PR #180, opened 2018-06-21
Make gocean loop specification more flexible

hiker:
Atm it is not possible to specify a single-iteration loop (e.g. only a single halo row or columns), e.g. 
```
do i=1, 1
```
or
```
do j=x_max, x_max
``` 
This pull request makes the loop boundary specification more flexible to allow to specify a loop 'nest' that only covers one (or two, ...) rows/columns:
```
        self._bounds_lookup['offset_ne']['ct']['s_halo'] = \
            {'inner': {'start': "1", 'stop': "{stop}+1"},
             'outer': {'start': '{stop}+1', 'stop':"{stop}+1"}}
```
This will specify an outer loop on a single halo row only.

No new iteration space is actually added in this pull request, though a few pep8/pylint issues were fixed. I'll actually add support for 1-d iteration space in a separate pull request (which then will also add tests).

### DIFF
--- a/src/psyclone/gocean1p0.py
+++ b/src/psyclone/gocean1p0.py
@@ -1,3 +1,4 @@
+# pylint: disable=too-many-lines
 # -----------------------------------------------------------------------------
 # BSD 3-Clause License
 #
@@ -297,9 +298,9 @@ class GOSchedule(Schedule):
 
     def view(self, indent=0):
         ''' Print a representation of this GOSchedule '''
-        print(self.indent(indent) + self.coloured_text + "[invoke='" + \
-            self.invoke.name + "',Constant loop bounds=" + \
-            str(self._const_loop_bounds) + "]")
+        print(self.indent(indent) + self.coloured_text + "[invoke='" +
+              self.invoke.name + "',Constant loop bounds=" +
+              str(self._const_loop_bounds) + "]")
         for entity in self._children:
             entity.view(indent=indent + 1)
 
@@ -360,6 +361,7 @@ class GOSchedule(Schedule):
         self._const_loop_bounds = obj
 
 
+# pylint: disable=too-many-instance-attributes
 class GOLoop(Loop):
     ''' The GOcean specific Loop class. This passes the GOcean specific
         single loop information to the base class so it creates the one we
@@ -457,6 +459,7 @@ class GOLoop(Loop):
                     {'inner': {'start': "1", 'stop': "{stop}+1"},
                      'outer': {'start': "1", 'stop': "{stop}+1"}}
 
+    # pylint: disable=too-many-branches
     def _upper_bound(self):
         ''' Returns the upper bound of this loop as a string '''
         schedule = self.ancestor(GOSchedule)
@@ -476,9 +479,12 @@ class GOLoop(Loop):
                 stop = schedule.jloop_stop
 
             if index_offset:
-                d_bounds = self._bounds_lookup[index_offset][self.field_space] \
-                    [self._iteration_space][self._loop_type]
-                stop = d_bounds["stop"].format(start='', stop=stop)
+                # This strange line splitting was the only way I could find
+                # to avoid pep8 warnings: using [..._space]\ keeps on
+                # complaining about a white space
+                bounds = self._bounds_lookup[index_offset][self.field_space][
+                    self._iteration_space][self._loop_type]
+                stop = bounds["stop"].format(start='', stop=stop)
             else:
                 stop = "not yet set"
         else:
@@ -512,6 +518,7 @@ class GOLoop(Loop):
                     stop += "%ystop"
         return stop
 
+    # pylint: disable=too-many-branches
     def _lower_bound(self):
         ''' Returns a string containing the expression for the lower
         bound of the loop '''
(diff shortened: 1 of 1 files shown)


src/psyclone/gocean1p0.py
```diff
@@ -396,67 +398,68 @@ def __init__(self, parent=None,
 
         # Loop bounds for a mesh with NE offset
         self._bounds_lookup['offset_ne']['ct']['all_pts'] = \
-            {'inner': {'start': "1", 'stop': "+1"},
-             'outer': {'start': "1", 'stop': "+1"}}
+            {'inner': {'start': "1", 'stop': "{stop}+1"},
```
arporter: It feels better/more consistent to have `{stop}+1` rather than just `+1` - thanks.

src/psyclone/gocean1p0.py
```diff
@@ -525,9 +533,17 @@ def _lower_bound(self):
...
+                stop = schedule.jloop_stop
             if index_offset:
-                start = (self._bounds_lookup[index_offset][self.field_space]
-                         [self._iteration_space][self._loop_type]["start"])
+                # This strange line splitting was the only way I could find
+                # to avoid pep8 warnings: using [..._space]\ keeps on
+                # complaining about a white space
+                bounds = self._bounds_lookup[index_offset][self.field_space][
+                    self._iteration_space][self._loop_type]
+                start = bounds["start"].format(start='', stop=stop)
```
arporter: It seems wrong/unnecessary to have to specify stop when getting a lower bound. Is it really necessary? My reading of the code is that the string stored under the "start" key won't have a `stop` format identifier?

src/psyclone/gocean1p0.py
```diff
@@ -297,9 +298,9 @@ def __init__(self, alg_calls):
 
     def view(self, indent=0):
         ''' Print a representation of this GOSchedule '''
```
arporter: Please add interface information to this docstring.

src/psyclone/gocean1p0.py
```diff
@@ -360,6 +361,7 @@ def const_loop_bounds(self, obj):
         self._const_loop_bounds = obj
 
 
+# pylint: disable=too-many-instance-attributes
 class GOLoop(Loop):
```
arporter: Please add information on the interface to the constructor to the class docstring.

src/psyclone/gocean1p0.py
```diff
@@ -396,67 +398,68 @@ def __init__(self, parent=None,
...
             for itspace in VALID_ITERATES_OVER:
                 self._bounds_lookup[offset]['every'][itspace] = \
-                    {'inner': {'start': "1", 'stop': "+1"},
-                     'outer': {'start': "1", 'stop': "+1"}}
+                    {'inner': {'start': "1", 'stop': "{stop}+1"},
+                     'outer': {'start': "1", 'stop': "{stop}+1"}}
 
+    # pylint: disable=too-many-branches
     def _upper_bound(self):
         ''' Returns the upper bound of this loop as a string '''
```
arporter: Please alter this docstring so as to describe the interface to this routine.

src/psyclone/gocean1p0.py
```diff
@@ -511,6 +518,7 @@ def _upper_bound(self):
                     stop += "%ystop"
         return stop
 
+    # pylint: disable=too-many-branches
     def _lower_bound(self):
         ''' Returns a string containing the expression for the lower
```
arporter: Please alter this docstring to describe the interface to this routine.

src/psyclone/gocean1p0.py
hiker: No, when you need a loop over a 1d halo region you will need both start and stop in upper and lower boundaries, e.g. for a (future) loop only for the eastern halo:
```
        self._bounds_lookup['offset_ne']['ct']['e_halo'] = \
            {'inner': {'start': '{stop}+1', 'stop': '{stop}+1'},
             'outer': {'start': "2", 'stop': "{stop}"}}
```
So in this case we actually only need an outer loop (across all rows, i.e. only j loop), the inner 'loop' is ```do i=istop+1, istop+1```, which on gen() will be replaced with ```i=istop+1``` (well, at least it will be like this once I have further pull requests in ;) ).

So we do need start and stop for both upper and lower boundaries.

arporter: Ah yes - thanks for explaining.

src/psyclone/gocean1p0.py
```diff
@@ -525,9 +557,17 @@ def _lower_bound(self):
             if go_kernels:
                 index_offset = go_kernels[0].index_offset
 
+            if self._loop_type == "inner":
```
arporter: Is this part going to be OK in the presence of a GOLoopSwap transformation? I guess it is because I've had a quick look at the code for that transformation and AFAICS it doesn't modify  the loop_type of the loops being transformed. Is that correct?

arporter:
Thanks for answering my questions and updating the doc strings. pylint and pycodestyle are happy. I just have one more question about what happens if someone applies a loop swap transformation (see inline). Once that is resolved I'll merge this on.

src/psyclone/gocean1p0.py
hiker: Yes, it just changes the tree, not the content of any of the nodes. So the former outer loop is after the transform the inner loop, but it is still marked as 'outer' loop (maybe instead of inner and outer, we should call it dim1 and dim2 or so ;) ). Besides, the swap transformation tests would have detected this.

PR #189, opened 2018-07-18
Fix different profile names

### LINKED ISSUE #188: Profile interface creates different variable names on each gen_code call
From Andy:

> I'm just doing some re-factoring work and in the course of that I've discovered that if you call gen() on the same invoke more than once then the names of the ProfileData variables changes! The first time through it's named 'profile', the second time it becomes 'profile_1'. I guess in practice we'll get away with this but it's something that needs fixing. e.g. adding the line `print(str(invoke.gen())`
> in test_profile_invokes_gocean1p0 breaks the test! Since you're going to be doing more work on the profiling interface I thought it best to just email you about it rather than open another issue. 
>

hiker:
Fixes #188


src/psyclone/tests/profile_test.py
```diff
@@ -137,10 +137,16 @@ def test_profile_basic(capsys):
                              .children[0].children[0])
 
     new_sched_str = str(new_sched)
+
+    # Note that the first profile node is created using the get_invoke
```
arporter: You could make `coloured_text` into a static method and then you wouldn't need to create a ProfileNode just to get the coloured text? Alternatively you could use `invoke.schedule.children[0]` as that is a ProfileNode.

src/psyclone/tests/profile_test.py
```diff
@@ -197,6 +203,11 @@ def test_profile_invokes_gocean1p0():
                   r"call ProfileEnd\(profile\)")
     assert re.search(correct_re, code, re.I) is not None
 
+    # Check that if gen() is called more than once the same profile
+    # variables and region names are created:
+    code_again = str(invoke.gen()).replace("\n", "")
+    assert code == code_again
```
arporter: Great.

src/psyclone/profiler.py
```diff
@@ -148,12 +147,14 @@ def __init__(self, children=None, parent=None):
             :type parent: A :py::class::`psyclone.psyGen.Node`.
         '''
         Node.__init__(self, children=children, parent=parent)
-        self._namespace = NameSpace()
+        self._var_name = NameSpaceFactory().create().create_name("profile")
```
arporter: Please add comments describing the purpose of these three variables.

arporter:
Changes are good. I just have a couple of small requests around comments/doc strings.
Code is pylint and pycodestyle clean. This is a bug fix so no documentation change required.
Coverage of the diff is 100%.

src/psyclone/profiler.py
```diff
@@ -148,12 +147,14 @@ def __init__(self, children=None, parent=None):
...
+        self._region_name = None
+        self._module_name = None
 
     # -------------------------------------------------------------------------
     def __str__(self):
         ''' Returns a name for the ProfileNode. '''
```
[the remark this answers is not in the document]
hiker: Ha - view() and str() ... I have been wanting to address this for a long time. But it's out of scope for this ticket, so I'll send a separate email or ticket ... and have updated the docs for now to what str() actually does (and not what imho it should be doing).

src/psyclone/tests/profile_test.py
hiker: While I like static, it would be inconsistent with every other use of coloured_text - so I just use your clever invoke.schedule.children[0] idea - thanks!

◆ ◆ ◆ ◆ ◆

◆ What is needed: What lines above contain the string "created"? Copy all of them.

◆ Solution:
+    # Note that the first profile node is created using the get_invoke
+    # variables and region names are created:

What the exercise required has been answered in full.